## What to work on
Identify each line below that contains the word "within", and copy it out.

'''

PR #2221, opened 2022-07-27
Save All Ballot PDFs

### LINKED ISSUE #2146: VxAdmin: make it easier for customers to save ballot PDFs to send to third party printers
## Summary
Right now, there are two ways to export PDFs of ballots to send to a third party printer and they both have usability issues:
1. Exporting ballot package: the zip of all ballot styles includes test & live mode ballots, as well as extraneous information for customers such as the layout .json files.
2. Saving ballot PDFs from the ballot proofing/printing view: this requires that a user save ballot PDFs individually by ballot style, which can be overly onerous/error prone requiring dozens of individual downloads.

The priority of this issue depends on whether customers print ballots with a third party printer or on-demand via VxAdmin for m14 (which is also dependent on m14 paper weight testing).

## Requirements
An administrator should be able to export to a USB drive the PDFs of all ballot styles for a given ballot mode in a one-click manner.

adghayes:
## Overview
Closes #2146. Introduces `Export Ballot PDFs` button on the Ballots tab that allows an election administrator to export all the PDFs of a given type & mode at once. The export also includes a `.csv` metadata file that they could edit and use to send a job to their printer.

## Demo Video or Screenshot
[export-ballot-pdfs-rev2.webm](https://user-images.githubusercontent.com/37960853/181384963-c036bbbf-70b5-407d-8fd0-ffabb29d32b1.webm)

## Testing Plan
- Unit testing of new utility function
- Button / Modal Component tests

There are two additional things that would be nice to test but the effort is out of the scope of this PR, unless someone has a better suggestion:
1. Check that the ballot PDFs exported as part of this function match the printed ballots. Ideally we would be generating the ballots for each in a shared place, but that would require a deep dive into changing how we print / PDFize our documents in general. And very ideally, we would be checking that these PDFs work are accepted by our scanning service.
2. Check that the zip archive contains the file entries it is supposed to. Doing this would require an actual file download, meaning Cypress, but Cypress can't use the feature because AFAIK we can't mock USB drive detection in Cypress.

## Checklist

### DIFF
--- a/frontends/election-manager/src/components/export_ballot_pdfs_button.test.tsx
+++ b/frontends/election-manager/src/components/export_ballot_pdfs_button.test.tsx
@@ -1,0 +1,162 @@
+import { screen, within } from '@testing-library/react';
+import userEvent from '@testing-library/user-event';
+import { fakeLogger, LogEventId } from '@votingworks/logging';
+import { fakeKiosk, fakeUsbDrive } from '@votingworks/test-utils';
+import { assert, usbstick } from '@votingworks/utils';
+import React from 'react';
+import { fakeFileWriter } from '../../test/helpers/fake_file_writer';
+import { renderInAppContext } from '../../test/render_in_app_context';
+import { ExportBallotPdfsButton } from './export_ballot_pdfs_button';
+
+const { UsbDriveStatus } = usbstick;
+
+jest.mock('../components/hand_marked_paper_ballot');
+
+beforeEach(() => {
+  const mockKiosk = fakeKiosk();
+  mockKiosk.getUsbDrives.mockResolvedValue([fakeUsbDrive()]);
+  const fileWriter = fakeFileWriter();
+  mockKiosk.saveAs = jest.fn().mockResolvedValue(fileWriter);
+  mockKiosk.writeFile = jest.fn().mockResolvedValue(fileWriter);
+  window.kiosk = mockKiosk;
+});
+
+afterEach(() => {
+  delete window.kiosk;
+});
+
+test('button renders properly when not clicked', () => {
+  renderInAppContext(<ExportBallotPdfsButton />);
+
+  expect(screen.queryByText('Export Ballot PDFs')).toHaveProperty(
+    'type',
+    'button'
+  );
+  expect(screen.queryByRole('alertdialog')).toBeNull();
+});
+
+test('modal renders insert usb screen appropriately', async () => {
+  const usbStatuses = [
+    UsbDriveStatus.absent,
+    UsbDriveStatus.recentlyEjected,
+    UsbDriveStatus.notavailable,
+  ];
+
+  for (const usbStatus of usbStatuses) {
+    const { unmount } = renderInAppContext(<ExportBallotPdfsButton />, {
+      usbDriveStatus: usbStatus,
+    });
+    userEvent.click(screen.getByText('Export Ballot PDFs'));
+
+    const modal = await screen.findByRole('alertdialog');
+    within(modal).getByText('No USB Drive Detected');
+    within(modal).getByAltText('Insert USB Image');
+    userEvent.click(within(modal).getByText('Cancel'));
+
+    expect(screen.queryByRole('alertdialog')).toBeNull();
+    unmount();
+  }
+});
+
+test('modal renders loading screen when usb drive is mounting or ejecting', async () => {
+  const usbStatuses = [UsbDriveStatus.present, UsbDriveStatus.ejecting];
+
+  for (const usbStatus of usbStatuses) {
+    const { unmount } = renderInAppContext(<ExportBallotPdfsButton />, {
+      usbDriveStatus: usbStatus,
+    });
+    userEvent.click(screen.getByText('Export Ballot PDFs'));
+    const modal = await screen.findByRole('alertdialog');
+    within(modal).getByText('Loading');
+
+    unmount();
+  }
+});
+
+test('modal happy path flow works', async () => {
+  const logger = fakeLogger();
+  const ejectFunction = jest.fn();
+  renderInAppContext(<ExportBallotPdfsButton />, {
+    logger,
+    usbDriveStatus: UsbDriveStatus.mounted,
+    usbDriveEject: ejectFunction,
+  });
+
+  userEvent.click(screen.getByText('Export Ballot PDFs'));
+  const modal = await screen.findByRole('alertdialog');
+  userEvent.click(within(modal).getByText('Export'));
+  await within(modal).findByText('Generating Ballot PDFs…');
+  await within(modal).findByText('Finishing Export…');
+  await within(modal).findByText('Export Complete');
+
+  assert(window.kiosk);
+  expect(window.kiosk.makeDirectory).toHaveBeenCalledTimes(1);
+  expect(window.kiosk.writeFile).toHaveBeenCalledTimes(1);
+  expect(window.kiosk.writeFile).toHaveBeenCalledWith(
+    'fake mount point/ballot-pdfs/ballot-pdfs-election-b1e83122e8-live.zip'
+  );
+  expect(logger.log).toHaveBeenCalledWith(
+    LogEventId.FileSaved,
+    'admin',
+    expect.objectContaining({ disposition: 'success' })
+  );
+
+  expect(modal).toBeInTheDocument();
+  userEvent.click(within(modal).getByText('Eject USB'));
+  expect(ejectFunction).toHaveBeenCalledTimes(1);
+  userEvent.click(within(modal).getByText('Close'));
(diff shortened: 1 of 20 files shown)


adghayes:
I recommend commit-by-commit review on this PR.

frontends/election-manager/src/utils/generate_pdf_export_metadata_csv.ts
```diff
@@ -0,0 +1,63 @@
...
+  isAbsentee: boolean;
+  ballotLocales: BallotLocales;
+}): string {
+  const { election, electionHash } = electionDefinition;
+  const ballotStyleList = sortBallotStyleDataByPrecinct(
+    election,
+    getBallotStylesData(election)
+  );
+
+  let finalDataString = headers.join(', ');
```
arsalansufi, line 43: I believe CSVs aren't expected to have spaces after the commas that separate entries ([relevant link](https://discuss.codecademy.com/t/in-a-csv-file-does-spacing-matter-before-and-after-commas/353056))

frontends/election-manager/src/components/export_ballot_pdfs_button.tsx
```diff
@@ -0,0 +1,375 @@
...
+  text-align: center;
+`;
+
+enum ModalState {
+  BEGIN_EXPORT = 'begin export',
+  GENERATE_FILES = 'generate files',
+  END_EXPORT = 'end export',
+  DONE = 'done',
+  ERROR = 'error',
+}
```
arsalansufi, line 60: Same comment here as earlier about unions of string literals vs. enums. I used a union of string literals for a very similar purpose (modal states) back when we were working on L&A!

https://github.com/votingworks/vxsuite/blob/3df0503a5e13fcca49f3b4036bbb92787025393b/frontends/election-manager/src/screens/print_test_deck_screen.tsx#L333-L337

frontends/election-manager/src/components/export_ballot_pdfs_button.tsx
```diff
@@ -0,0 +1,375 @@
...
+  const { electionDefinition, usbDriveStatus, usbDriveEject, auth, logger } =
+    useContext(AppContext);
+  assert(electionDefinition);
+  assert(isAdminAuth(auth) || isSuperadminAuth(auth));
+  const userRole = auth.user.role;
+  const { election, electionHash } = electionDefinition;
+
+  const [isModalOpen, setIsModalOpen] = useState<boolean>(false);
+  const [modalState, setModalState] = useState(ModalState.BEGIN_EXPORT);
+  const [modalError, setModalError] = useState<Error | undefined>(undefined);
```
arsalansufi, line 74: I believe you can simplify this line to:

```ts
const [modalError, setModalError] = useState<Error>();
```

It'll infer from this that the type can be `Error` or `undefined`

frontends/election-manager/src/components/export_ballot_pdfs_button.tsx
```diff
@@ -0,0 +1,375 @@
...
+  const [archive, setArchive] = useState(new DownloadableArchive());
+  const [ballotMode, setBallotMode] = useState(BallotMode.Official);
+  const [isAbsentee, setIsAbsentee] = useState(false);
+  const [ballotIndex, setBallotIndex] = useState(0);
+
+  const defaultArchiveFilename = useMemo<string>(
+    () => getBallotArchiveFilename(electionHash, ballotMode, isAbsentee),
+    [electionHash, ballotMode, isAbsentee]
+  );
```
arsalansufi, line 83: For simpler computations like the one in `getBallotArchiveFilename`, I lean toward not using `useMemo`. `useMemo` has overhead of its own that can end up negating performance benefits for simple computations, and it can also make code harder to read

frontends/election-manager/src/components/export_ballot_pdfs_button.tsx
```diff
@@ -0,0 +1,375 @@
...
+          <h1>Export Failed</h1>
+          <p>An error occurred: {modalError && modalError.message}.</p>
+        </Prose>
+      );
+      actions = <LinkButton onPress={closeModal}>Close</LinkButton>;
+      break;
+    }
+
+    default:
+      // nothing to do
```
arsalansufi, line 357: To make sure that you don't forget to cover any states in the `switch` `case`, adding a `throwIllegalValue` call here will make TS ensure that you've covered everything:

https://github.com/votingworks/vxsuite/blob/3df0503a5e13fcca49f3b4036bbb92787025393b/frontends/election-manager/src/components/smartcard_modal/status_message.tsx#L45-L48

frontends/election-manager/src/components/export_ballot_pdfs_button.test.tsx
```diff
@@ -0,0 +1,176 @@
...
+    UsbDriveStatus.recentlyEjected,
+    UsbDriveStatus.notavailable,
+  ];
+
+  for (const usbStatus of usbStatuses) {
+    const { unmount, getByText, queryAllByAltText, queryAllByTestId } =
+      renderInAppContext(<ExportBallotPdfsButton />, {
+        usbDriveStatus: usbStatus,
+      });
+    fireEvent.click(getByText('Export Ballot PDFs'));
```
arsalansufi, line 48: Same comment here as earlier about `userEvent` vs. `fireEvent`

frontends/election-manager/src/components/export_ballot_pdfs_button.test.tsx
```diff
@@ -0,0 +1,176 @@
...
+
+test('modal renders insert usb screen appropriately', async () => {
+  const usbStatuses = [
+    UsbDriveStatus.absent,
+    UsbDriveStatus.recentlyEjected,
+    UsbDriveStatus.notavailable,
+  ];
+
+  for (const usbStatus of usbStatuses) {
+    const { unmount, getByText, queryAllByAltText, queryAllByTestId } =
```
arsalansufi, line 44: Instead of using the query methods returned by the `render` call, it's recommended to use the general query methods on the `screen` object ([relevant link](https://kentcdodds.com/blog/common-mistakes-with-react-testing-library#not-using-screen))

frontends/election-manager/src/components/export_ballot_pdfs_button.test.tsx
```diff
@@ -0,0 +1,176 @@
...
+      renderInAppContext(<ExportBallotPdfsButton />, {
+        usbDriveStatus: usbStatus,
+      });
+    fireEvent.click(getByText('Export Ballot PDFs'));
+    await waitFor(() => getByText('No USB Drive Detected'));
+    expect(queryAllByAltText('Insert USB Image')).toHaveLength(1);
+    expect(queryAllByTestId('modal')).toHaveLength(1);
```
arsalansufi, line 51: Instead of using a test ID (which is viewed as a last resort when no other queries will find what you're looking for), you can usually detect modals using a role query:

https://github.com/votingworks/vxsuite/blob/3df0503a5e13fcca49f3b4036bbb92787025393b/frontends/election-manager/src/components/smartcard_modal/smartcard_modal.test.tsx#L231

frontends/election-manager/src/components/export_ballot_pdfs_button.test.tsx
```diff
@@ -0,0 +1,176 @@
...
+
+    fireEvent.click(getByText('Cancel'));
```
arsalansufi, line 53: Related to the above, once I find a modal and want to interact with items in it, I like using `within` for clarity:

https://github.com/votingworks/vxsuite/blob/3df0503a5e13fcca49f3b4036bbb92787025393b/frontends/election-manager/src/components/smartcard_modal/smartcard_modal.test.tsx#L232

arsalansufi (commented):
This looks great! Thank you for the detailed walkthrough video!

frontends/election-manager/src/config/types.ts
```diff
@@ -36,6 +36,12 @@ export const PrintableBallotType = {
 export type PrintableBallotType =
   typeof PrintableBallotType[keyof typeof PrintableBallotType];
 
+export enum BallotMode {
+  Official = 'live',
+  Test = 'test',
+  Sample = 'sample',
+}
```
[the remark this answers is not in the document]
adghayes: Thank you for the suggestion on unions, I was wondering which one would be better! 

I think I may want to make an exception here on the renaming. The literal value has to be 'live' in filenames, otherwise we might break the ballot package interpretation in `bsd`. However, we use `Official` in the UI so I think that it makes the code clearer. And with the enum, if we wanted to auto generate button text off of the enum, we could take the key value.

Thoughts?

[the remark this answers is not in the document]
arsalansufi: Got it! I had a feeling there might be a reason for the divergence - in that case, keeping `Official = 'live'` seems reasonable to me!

'''

## Your solution
+import { screen, within } from '@testing-library/react';
+    within(modal).getByText('No USB Drive Detected');
+    within(modal).getByAltText('Insert USB Image');
+    userEvent.click(within(modal).getByText('Cancel'));
+    within(modal).getByText('Loading');
+  userEvent.click(within(modal).getByText('Export'));
+  await within(modal).findByText('Generating Ballot PDFs…');
+  await within(modal).findByText('Finishing Export…');
+  await within(modal).findByText('Export Complete');
+  userEvent.click(within(modal).getByText('Eject USB'));
+  userEvent.click(within(modal).getByText('Close'));
arsalansufi, line 53: Related to the above, once I find a modal and want to interact with items in it, I like using `within` for clarity:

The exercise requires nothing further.